2.  In the same large pot, render or saute the bacon until it is softly crisp.  Drain on paper towels, and chop into small pieces.
3.  Remove half of bacon fat, then add onions.  Cover and cook over low heat for 5 minutes, or until onions are soft.  Add reserved clam stock and simmer for 15 minutes.
4.  Add potatoes, littleneck clams, sea salt and pepper, and simmer for another 15 minutes.  Serve very warm.

YIELD:  8 servings
copyright  THE OUTER BANKS COOKBOOK, by Elizabeth Wiegand, 2008, Globe Pequot Press.
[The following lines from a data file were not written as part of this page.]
PR #217, opened 2023-09-17
Deprecate --use-html-blobs

felixfontein:
This feature is causing more and more problems, in particular now that it's so easy to reference options and return values (which simply won't work when this feature is enabled).

It is possible to make it work, but it's quite some amount of work, and I'm convinced that this isn't really needed.

(HTML tables are still a thing for the `simplified-rst` output format and won't go away there.)

### DIFF
--- a/changelogs/fragments/217-deprecate-use-html-blobs.yml
+++ b/changelogs/fragments/217-deprecate-use-html-blobs.yml
@@ -5,4 +5,4 @@ deprecated_features:
      values. If you think this feature needs to stay, please create an issue in the `antsibull-docs
      repository <https://github.com/ansible-community/antsibull-docs/issues/>`__ and provide
      good reasons for it
-     (https://github.com/ansible-community/antsibull-docs/pull/216)."
+     (https://github.com/ansible-community/antsibull-docs/pull/217)."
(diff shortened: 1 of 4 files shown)


changelogs/fragments/217-deprecate-use-html-blobs.yml
```diff
@@ -0,0 +1,8 @@
+deprecated_features:
+  - "The ``--use-html-blobs`` feature that inserts HTML blobs for the options and return value
+     tables for the ``ansible-docsite`` output format is deprecated and will be removed soon.
+     The HTML tables cause several features to break, such as references to options and return
+     values. If you think this feature needs to stay, please create an issue in the `antsibull-docs
+     repository <https://github.com/ansible-community/antsibull-docs/issues/>`__ and provide
+     good reasons for it
+     (https://github.com/ansible-community/antsibull-docs/pull/216)."
```
briantist, line 8:
```suggestion
     (https://github.com/ansible-community/antsibull-docs/pull/217)."
```

gotmax23:
I would print these warnings to `file=sys.stderr`

briantist:
that is a good point, why not use `warnings.warn`?

felixfontein:
> that is a good point, why not use `warnings.warn`?

I just tried that, the result was that the warning isn't printed.

briantist (approved):

felixfontein:
(I didn't spend much time trying to figure out *why* the warnings don't show... But I guess doing it this way also works, since these parts aren't used - or shouldn't be used - as Python libraries.)

felixfontein:
@briantist @gotmax23 thanks a lot for reviewing this!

Monday, September 22, 2008


Perhaps the joy of chowing down on pink eye peas is contagious.  We certainly converted our Yankee sailing buddy on a recent trip to the Chesapeake.  I had prepped all the food we'd eat aboard his 32-ft Fidelio, and brought the pink eyes, dressed in a light vinaigrette with onions and sweet Hungarian red peppers, to accompany skewers of marinated shrimp kabobs.  Leftover peas were spooned over slices of a ripe, orange heirloom tomato the next evening, and Rob literally licked his plate, then ate any remaining peas in the storage container.
Pink eyes are one type of purple hulled peas, a variety of Southern peas.  Black-eyed peas, the tiny 6-Week (another personal favorite), and crowders are all varieties. We like pink eyes best because of their flavor, size and texture.   
Southern peas are also known as "cowpeas," because they were used as fodder for livestock.  Cowpeas originated in Africa, in Niger, and came across the pond with the slaves, who at least got some protein, and a wonderful flavor, from these types of peas.  
"Southern Caviar" is yet another endearing term for these delightful late summer harvests.   Shelling peas is a mesmerizing, almost meditative activity, easily done as you watch children playing or TV or just sit and chat with somebody on the porch.  You'll get purple fingers, but isn't that a badge of honor?  I've been freezing some, by just bringing a pot full, barely covered with water, to a boil, then draining, rinsing in cold water and bagging.  Some folks even make Purple Hull Jelly by boiling the hulls, then straining the juice and setting that with pectin.  
Folks in Emerson Arkansas hold a Purple Hull Festival every June. How cool is that?
Perhaps this New Year's Day, we'll have pink eyes for our traditional Good Luck dinner.

I just can't seem to get enough figs this year.  They've been at the farmers markets these past few weeks, and I feel like I need to eat my fill before their short season is gone.
Drizzled with a very light honey mustard vinaigrette, served with baby lettuce and either a creamy goat cheese or slivers of hardened goat cheese, well, it's divine.
I had a few figs, maybe 8, that had gone soft on me, so I "stewed" them with some sugar and have refrigerated them, and it tastes and feels a lot like "jam."  I'll use a dollop of top of some goat cheese spread on a toasted baguette or cracker for a lovely appetizer soon.  
And I think I'll have to plant me a bush.  However, do the deer like them?  They eat everything green in my yard, and what the deer don't get, the squirrels do.
That's why I love the farmers market.  Me, a farmer's daughter without a garden.